The word “clue,” as in “a piece of evidence used as a guide in solving a mystery or a problem,” originally means “a ball of thread,” and it was spelled “clew.” What’s thread got to do with clues? The answer is in the story of Ariadne, Theseus and the Minotaur.
In Greek mythology the Minotaur is a violent monster, half human and half bull, born on the island of Crete. To keep it from hurting people, the king of the island makes Daedalus, an inventor and architect, create a labyrinth that the Minotaur will never be able to escape.
One version of the Labyrinth
Then one day the king’s son is killed in Athens. The king goes to war against Athens, wins, and as a punishment forces Athens to send seven girls and seven boys to Crete every year, or every seven years, depending on the version of the myth. The girls and boys are forced into the labyrinth, where they are eaten by the Minotaur.

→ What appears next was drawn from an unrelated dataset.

Issue #1323, opened 2021-01-22
Slower performance in cp2k-8.1


JuntingYu1996:
I built the newest cp2k-8.1 and previous cp2k-7.1 on my cluster using intel-2018-update3 compiler (including icc, ifort, intel-mpi and MKL). Their porformances on a simple BOMD task are tested, and timing information are attached. It seems version 8.1 is slower than 7.1. I also noticed that in version 8.1, the grid part in src is rewritten in C, and the SUBROUTINEs **grid_integrate_task_list** and **grid_collocate_task_list** take up a lot of time, while in version 7.1 the SUBROUTINEs **integrate_v_rspace** and **calculate_rho_elec** are faster.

House of Theseus Mosaic, c.3rd century, Paphos, Cyprus
One year Theseus, the son of the king of Athens, decides to go to Crete in order to kill the Minotaur and stop the sacrifices. When Theseus arrives in Crete he meets Ariadne, the king’s daughter, and she falls in love with him. Theseus tells Ariadne that he intends to kill the Minotaur and that he will marry her if she helps him. That’s when Ariadne gives him a ball of thread, called a “clew,” which Daedalus had given her, and she tells Theseus how to find his way back out of the labyrinth with it:
Nicolo Bambini, Ariadne and Theseus, early 18th century, Private Collection
Theseus ties one end of the thread to the door of the labyrinth, manages to find and kill the Minotaur deep inside the labyrinth, and then follows the thread back out.
The word “clew” therefore always meant both “a ball of thread” and “something that guides a person out of a difficult or mysterious situation.” The spelling changed from “clew” to the modern “clue,” and the word we use today was born. That’s the origin of clues in English.